Yao Luo (罗尧) is a LLM researcher at the ByteDance Seed Team. She received her Master’s degree from the National University of Singapore and her Bachelor’s degree from the Beijing University of Posts and Telecommunications.

She is dedicated to developing efficient and powerful architectures of foundation model, including large language models and large multimodal models. To this end, her research interests include sparse architectures, linear attention, long-context modeling, and model merging, among others.

We are recruiting LLM interns.
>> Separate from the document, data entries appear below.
PR #621, opened 2023-01-12
Add more robust license file installation

gotmax23:
- Expand default license file inclusion globs. This uses the same patterns as setuptools/wheel with the addition of 'LICENSES/*.txt' for REUSE.
- Ensure matching license files are always included in sdists.
- Warn users when no license files are detected.
- Add unit tests

### DIFF
--- a/flit_core/flit_core/config.py
+++ b/flit_core/flit_core/config.py
@@ -21,6 +21,9 @@ from .versionno import normalise_version
 
 log = logging.getLogger(__name__)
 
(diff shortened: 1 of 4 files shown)


AA-Turner:

A

takluyver:
Sorry I didn't get round to looking at this - the plan was probably fine, but I don't have a ton of time to work on Flit, and it's hard to get interested in stuff around license files. Especially when PEP 639 was under discussion so long, so I knew I'd be coming back to the topic when that was accepted.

If you’re interested in LLM efficiency or sparse/linear attention, feel free to contact me via Email luoyao0323@163.com or WeChat 15600307011.

🔥 News

2025.05: 🎉 We offer some pre-training guidelines for effective model merging!
2025.04: 🎉 We release Seed1.5-Thinking, a powerful reasoning model!
2025.01: 🎉 2 papers about long-context modeling are accepted by ICLR 2025!

📝 Publications

Bytedance Seed

Model Merging in Pre-training of Large Language Models

ByteDance Seed

We present a comprehensive investigation of model merging techniques during the pre-training process.
Merging checkpoints trained with constant learning rates not only achieves significant performance improvements but also enables accurate prediction of annealing behavior.

Bytedance Seed

Seed1.5-Thinking: Advancing Superb Reasoning Models with Reinforcement Learning

ByteDance Seed

Seed1.5-Thinking has achieved strong performance in both reasoning and non-reasoning tasks.
Seed1.5-Thinking is a Mixture-of-Experts (MoE) model with a relatively small size, featuring 20B activated and 200B total parameters.

ICLR 2025

FlexPrefill: A Context-Aware Sparse Attention Mechanism for Efficient Long-Sequence Inference

Xunhao Lai, Jianqiao Lu, Yao Luo, Yiyuan Ma, Xun Zhou

FlexPrefill is a dynamic and context-aware sparse attention mechanism that optimizes computational efficiency during long-sequence inference for LLMs.
FlexPrefill can dynamically adjust sparse attention patterns and computational budgets in real-time based on input demands and attention head requirements.

ICLR 2025

Why Does the Effective Context Length of LLMs Fall Short?

Chenxin An, Jun Zhang, Ming Zhong, Lei Li, Shansan Gong, Yao Luo, Jingjing Xu, Lingpeng Kong

We find there is a left-skewed position frequency distribution in LLM pretraining and these infrequent positions cannot effectively model long-range dependencies.
We propose STRING, a training-free method that does not require further training but brings significant improvements to popular RoPE-based LLMs.

📖 Experience

2021.10 - now, researcher at ByteDance.
2020.09 - 2021.07: Master’s degree. National University of Singapore.
2019.08 - 2019.11: Research intern. National University of Singapore.
2016.09 - 2020.06: Bachelor’s degree. Beijing University of Posts and Telecommunications.